It is Proxy time again but, somehow things just look a little different with so many companies now providing shareholders an advisory vote on executive compensation. It just seems like the proxy statement takes up an inordinate amount of space detailing the favorite subject of the executives – their compensation. Perhaps it has always been that way. But, completely absent in the proxy material that passed my way was any indication that executive compensation declined. The proxy materials, with some notable exceptions, seem to suggest that despite very meager share values relative to the highs before the crash, the executives are not suffering along with the shareholders. Total compensation packages for CEO’s in many large companies exceed 8 figures.
Redoing the formulas appears to be an exercise of setting the performance hurdles at a relatively low level to assure optimum bonuses rather than relating “bogies” to the sustained stock performance over the year.

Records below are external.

PR #1562, opened 2022-05-19
River Window Module

trevnels:
This PR adds a module to report the currently focused window under river using the `zriver_seat_status_v1` interface.

- The module can be styled depending on if it is located on the currently focused output or not.
- Instances of this module on unfocused outputs will retain their output's last focused window title (the window that _will_ be focused if focus moves to that output).
- There is no support for icons since river's protocol only supplies window titles.

Since this is the first time I've written code for Wayland, I'm not entirely sure if this is the best way to do things, but it seems to work as expected.

swappy-20220519_160158

### DIFF
--- a/include/factory.hpp
+++ b/include/factory.hpp
@@ -18,6 +18,7 @@
 #endif
 #ifdef HAVE_RIVER
 #include "modules/river/tags.hpp"
+#include "modules/river/window.hpp"
 #endif
 #if defined(__linux__) && !defined(NO_FILESYSTEM)
 #include "modules/battery.hpp"
--- a/include/modules/river/window.hpp
+++ b/include/modules/river/window.hpp
@@ -1,0 +1,33 @@
+#pragma once
+
+#include <gtkmm/button.h>
+#include <wayland-client.h>
+
+#include "ALabel.hpp"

Corporate executives are like many overpaid athletes who earn big paychecks even when turning in mediocre performances. Giving shareholders an advisory vote on pay may sound like a big deal but it will be nothing of benefit to shareholders until the large institutional shareholders band together and rein in excessive compensation and perk packages. But, it is all like the Wall Street salaries. In spite of all the bad press, the salaries and bonuses seem to just keep rising. The individual shareholder is a minor pawn in their game and appears to be treated as if they are lucky to be allowed to play. As corporations grow larger and larger the total executive compensation, as a percentage of overall expense is relatively small and like the ridiculously high audit fees are just accepted by the shareholders and the independent directors charged with looking out for the shareholder interests.